PR #271, opened 2022-05-10
make striped an alias for raid0

richm:
blivet does not support a raid_level of `striped`, but it is the same
thing as `raid0`, so make `striped` an alias of `raid0`.

### DIFF
--- a/library/blivet.py
+++ b/library/blivet.py
@@ -285,8 +285,11 @@ class BlivetBase(object):
             raise BlivetAnsibleError("chunk size must be multiple of 4 KiB")
 
         try:
+            raid_level = self._spec_dict["raid_level"]
+            if raid_level == "striped":
+                raid_level = "raid0"
             raid_array = self._blivet.new_mdarray(name=raid_name,
-                                                  level=self._spec_dict["raid_level"],
+                                                  level=raid_level,
                                                   member_devices=active_count,
                                                   total_devices=len(members),
                                                   parents=members,
@@ -740,7 +743,10 @@ class BlivetLVMVolume(BlivetVolume):
         else:
             pvs = parent_device.pvs
 
-        return dict(seg_type=self._volume['raid_level'], pvs=pvs)
+        seg_type = self._volume['raid_level']
+        if seg_type == "striped":
+            seg_type = "raid0"
+        return dict(seg_type=seg_type, pvs=pvs)
 
     def _detach_cache(self):
         """ Detach cache from the volume and remove the unused cache pool """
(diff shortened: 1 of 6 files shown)


library/blivet.py
```diff
@@ -801,6 +807,8 @@ def _create(self):
 
         use_vdo = self._volume['deduplication'] or self._volume['compression']
         use_lvmraid = self._volume['raid_level']
+        if use_lvmraid == "striped":
+            use_lvmraid = "raid0"
```
vojtechtrefny, line 811: This actually won't work because blivet doesn't support raid0 with LVM. This is a bug in blivet*, so this actually should be reversed for LVM RAID and we should replace `raid0` with `striped`.

*) To be more precise, it's a missing feature, support for `lvcreate --type raid0` was added later and we never added it to blivet.

vojtechtrefny:
I think this would be ok for a quick bug fix, but I think we need to revisit the RAID levels and test all the possible corner cases and decide what we should hide from the user.

LVM RAID still supports the legacy `mirror` and `striped` levels. We probably should remove these from the README, but the question is what should be done when user specifies these levels for LVM RAID:
-  When creating a new LV, should we create `mirror`/`striped` or `raid1`/`raid0` LV?
- If the LV already exists with `mirror`/`striped` and the playbook says `raid1`/`raid0` do we re-create it with the new level (if `safe_mode` is not enabled)?

The list of the accepted values for `raid_level` will also be more complicated in the future when/if we decide to add support to other technologies like for Stratis and Btrfs where the supported levels might be different.

vojtechtrefny:
To make my previous comment a little bit less confusing: RAID levels supported by LVM are: `striped`, `mirror`, `raid0`, `raid1` (plus the other `raidN` that are not part of this discussion). `striped` and `mirror` are old/obsolete and `raid0` and `raid1` should be preferred.

> How should we document this in the README? The current raid_level documentation implies that it only applies when `type: lvm`, and lists `striped` and `raid0` (and does not mention `mirror` at all).

I would probably remove `striped` from the documentation and mention only `raid0` and `raid1` (and other supported `raidN` options). (And deal with the fact that blivet doesn't support `raid0` internally.)

> When creating a new LV, should we create mirror/striped or raid1/raid0 LV?

By this I meant "What should we do when user says `mirror` or `striped`". Both LVM and blivet support these types so our options are:
- Create it even if our documentation doesn't mention these as supported. (`mirror` is not in README right now and I propose removing `striped` too.)
- Create `raid0`/`raid1` instead.
- Return an error saying these are not supported.

japokorn:
Note: blivet RAID0 support PR: https://github.com/storaged-project/blivet/pull/1047

richm:
ok - so what should we do for this issue?  The storage role needs to be able to handle the case where the user specifies `"raid0"` for the LVM raid type, but the version of blivet used does not support it.  Can we change the role so that when the user specifies `"raid0"`, we change it to `"striped"` before passing as an LVM raid type?

vojtechtrefny:
> Can we change the role so that when the user specifies `"raid0"`, we change it to `"striped"` before passing as an LVM raid type?

The problem is that `raid0` and `striped` are different segment types/levels in LVM. I proposed a different solution in #272, we don't need to wait for blivet to add the support, we can do that in our code.

PR #1940, opened 2023-09-01
feature (T32026) : remove unused attribute from handler

jalalifardemos:
**Tickets**: https://yaits.demos-deutschland.de/T32026

**Description**: Remove 'email2' from handler 

### Linked PRs (optional)

- https://github.com/demos-europe/demosplan-project-ewm/pull/86

### PR Checklist

- [ ] Tests updated/created
- [ ] Update documentation

### DIFF
--- a/demosplan/DemosPlanCoreBundle/Logic/User/OrgaHandler.php
+++ b/demosplan/DemosPlanCoreBundle/Logic/User/OrgaHandler.php
@@ -159,7 +159,6 @@ class OrgaHandler extends CoreHandler
             'ccEmail2',
             'copySpec',
             'cssvars',
-            'email2',
             'emailNotificationEndingPhase',
             'emailNotificationNewStatement',
             'participationEmail',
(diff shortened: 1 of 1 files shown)


demosplan/DemosPlanCoreBundle/Logic/User/OrgaHandler.php
```diff
@@ -159,7 +159,6 @@ public function getWritableAttributes(): array
             'ccEmail2',
             'copySpec',
             'cssvars',
-            'email2',
```
AlexMenschoid, line 162: Why do you think, this is no longer used? I still see the property on the Orga entity which to me suggests, that the attribute should also still be writable.

AlexMenschoid (changes requested):

demosplan/DemosPlanCoreBundle/Logic/User/OrgaHandler.php
jalalifardemos: In `DpOrganisationFormFields.vue:407-584` used **email2** as a condition and i should remove it to not show email field. (base on Florian's Comment )

jalalifardemos: what about [3250e47](https://github.com/demos-europe/demosplan-core/pull/1940/commits/3250e47382beef4c3f55e0e9e394c0196418d0e3)

AlexMenschoid (approved):
lgtm, code review only

PR #1941, opened 2023-09-01
feature : refacor Permissions base on EWM disabled method

jalalifardemos:
Description: Remove all permissions, that in EWM used in disabled() method


jalalifardemos:
Because reviewing the code is complicated and difficult. I remove the method step by step. In the first step, I have removed only for EWM.
https://github.com/demos-europe/demosplan-core/pull/1983

PR #1942, opened 2023-09-01
fix: commit the yarn.lock changes manually

spiess-demos:
Something got mixed up, so yarn.lock is not in sync with the actual module resolution anymore. if `yarn install` does not result in the current yarn.lock resolutions, it will try to change yarn.lock which fails if `--frozen-lockfile` is set.


mussbach (approved):
lgtm, thx

PR #1956, opened 2023-09-05
fix: make icons appear centered within buttons

spiess-demos:
This is a minor ui fix. Before, icons within the two upmost buttons were misaligned:
image

This is fixed now:
image


spiess-demos:
wrong branch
--------
**Task prompt**
Retype the records above in full, with no differences.

**Solution to this problem**
PR #271, opened 2022-05-10
make striped an alias for raid0

richm:
blivet does not support a raid_level of `striped`, but it is the same
thing as `raid0`, so make `striped` an alias of `raid0`.

### DIFF
--- a/library/blivet.py
+++ b/library/blivet.py
@@ -285,8 +285,11 @@ class BlivetBase(object):
             raise BlivetAnsibleError("chunk size must be multiple of 4 KiB")
 
         try:
+            raid_level = self._spec_dict["raid_level"]
+            if raid_level == "striped":
+                raid_level = "raid0"
             raid_array = self._blivet.new_mdarray(name=raid_name,
-                                                  level=self._spec_dict["raid_level"],
+                                                  level=raid_level,
                                                   member_devices=active_count,
                                                   total_devices=len(members),
                                                   parents=members,
@@ -740,7 +743,10 @@ class BlivetLVMVolume(BlivetVolume):
         else:
             pvs = parent_device.pvs
 
-        return dict(seg_type=self._volume['raid_level'], pvs=pvs)
+        seg_type = self._volume['raid_level']
+        if seg_type == "striped":
+            seg_type = "raid0"
+        return dict(seg_type=seg_type, pvs=pvs)
 
     def _detach_cache(self):
         """ Detach cache from the volume and remove the unused cache pool """
(diff shortened: 1 of 6 files shown)


library/blivet.py
```diff
@@ -801,6 +807,8 @@ def _create(self):
 
         use_vdo = self._volume['deduplication'] or self._volume['compression']
         use_lvmraid = self._volume['raid_level']
+        if use_lvmraid == "striped":
+            use_lvmraid = "raid0"
```
vojtechtrefny, line 811: This actually won't work because blivet doesn't support raid0 with LVM. This is a bug in blivet*, so this actually should be reversed for LVM RAID and we should replace `raid0` with `striped`.

*) To be more precise, it's a missing feature, support for `lvcreate --type raid0` was added later and we never added it to blivet.

vojtechtrefny:
I think this would be ok for a quick bug fix, but I think we need to revisit the RAID levels and test all the possible corner cases and decide what we should hide from the user.

LVM RAID still supports the legacy `mirror` and `striped` levels. We probably should remove these from the README, but the question is what should be done when user specifies these levels for LVM RAID:
-  When creating a new LV, should we create `mirror`/`striped` or `raid1`/`raid0` LV?
- If the LV already exists with `mirror`/`striped` and the playbook says `raid1`/`raid0` do we re-create it with the new level (if `safe_mode` is not enabled)?

The list of the accepted values for `raid_level` will also be more complicated in the future when/if we decide to add support to other technologies like for Stratis and Btrfs where the supported levels might be different.

vojtechtrefny:
To make my previous comment a little bit less confusing: RAID levels supported by LVM are: `striped`, `mirror`, `raid0`, `raid1` (plus the other `raidN` that are not part of this discussion). `striped` and `mirror` are old/obsolete and `raid0` and `raid1` should be preferred.

> How should we document this in the README? The current raid_level documentation implies that it only applies when `type: lvm`, and lists `striped` and `raid0` (and does not mention `mirror` at all).

I would probably remove `striped` from the documentation and mention only `raid0` and `raid1` (and other supported `raidN` options). (And deal with the fact that blivet doesn't support `raid0` internally.)

> When creating a new LV, should we create mirror/striped or raid1/raid0 LV?

By this I meant "What should we do when user says `mirror` or `striped`". Both LVM and blivet support these types so our options are:
- Create it even if our documentation doesn't mention these as supported. (`mirror` is not in README right now and I propose removing `striped` too.)
- Create `raid0`/`raid1` instead.
- Return an error saying these are not supported.

japokorn:
Note: blivet RAID0 support PR: https://github.com/storaged-project/blivet/pull/1047

richm:
ok - so what should we do for this issue?  The storage role needs to be able to handle the case where the user specifies `"raid0"` for the LVM raid type, but the version of blivet used does not support it.  Can we change the role so that when the user specifies `"raid0"`, we change it to `"striped"` before passing as an LVM raid type?

vojtechtrefny:
> Can we change the role so that when the user specifies `"raid0"`, we change it to `"striped"` before passing as an LVM raid type?

The problem is that `raid0` and `striped` are different segment types/levels in LVM. I proposed a different solution in #272, we don't need to wait for blivet to add the support, we can do that in our code.

PR #1940, opened 2023-09-01
feature (T32026) : remove unused attribute from handler

jalalifardemos:
**Tickets**: https://yaits.demos-deutschland.de/T32026

**Description**: Remove 'email2' from handler 

### Linked PRs (optional)

- https://github.com/demos-europe/demosplan-project-ewm/pull/86

### PR Checklist

- [ ] Tests updated/created
- [ ] Update documentation

### DIFF
--- a/demosplan/DemosPlanCoreBundle/Logic/User/OrgaHandler.php
+++ b/demosplan/DemosPlanCoreBundle/Logic/User/OrgaHandler.php
@@ -159,7 +159,6 @@ class OrgaHandler extends CoreHandler
             'ccEmail2',
             'copySpec',
             'cssvars',
-            'email2',
             'emailNotificationEndingPhase',
             'emailNotificationNewStatement',
             'participationEmail',
(diff shortened: 1 of 1 files shown)


demosplan/DemosPlanCoreBundle/Logic/User/OrgaHandler.php
```diff
@@ -159,7 +159,6 @@ public function getWritableAttributes(): array
             'ccEmail2',
             'copySpec',
             'cssvars',
-            'email2',
```
AlexMenschoid, line 162: Why do you think, this is no longer used? I still see the property on the Orga entity which to me suggests, that the attribute should also still be writable.

AlexMenschoid (changes requested):

demosplan/DemosPlanCoreBundle/Logic/User/OrgaHandler.php
jalalifardemos: In `DpOrganisationFormFields.vue:407-584` used **email2** as a condition and i should remove it to not show email field. (base on Florian's Comment )

jalalifardemos: what about [3250e47](https://github.com/demos-europe/demosplan-core/pull/1940/commits/3250e47382beef4c3f55e0e9e394c0196418d0e3)

AlexMenschoid (approved):
lgtm, code review only

PR #1941, opened 2023-09-01
feature : refacor Permissions base on EWM disabled method

jalalifardemos:
Description: Remove all permissions, that in EWM used in disabled() method


jalalifardemos:
Because reviewing the code is complicated and difficult. I remove the method step by step. In the first step, I have removed only for EWM.
https://github.com/demos-europe/demosplan-core/pull/1983

PR #1942, opened 2023-09-01
fix: commit the yarn.lock changes manually

spiess-demos:
Something got mixed up, so yarn.lock is not in sync with the actual module resolution anymore. if `yarn install` does not result in the current yarn.lock resolutions, it will try to change yarn.lock which fails if `--frozen-lockfile` is set.


mussbach (approved):
lgtm, thx

PR #1956, opened 2023-09-05
fix: make icons appear centered within buttons

spiess-demos:
This is a minor ui fix. Before, icons within the two upmost buttons were misaligned:
image

This is fixed now:
image


spiess-demos:
wrong branch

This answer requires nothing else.